Understanding the Kubernetes Scheduler: Architecture, Scoring Phases, and Custom Plugin Development

This article explains the inner workings of the Kubernetes scheduler, details its pre‑score, score, and normalize‑score phases, discusses zone handling and resource fragmentation, and demonstrates how to extend the scheduler using the Scheduling Framework with a custom Go plugin.

政采云技术
政采云技术
政采云技术
Understanding the Kubernetes Scheduler: Architecture, Scoring Phases, and Custom Plugin Development

The Kubernetes scheduler acts as the brain that decides where each pod should run, simply filling pod.spec.nodeName with a node name but using complex algorithms to choose the most suitable node based on the workload scenario.

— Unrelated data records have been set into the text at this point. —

PR #858, opened 2016-10-25
Fix timestamp extraction for compressed messages

yunjing:
Currently timestamp extraction fails for compressed messages. It would report `-1` instead of the actual timestamp because the timestamps for compressed messages are stored at the block level. This PR passes down the header for the block to each of the uncompressed messages.

### DIFF
--- a/src/rdkafka_broker.c
+++ b/src/rdkafka_broker.c
@@ -3471,6 +3471,17 @@ static char *rd_kafka_snappy_java_decompress (rd_kafka_broker_t *rkb,
 #endif
 
 
+/**
+ * Message header
+ */
+struct msg_hdr {
+	int64_t Offset;
+	int32_t MessageSize;
+	uint32_t Crc;
+	int8_t  MagicByte; /* MsgVersion */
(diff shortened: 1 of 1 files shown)


yunjing:
@edenhill any suggestion on this? We are trying to open source a project in a week, but this bug is blocking us.

edenhill:
Hey, I'll look at this during the weekend and get back to you.

yunjing:
Thanks @edenhill. Really appreciated!

qix:
Hi, we've just pushed an open source project for which we require these changes in order to run in production: https://github.com/smyte/kafka_store

For now we're recommending that users install our fork, which we'll revert as soon as this makes it into a release.

edenhill:
Thanks!

edenhill:
Can you verify the fix on your end, thanks?

yunjing:
Verified that it worked by compiling kafkacat with librdkafka master and consuming from several topics in production.

We have not yet incorporated the latest librdkafka in our production services.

It operates through two main control loops: the first reads unscheduled pods from etcd and enqueues them; the second dequeues a pod, applies Predicates to filter nodes, then runs Priorities to score the remaining nodes from 0 to 100, finally updating the pod's nodeName .

To keep replicas of the same controller spread across nodes, the scheduler scores nodes in three stages. In the PreScore stage it gathers controller selector information and stores it in CycleState for later use.

func (pl *SelectorSpread) PreScore(ctx context.Context, cycleState *framework.CycleState, pod *v1.Pod, nodes []*v1.Node) *framework.Status {
    if skipSelectorSpread(pod) {
        return nil
    }
    var selector labels.Selector
    selector = helper.DefaultSelector(
        pod,
        pl.services,
        pl.replicationControllers,
        pl.replicaSets,
        pl.statefulSets,
    )
    state := &preScoreState{selector: selector}
    cycleState.Write(preScoreStateKey, state)
    return nil
}

During the Score stage, the plugin counts matching pods on each node; each matching pod adds one point, and the total becomes the node's raw score.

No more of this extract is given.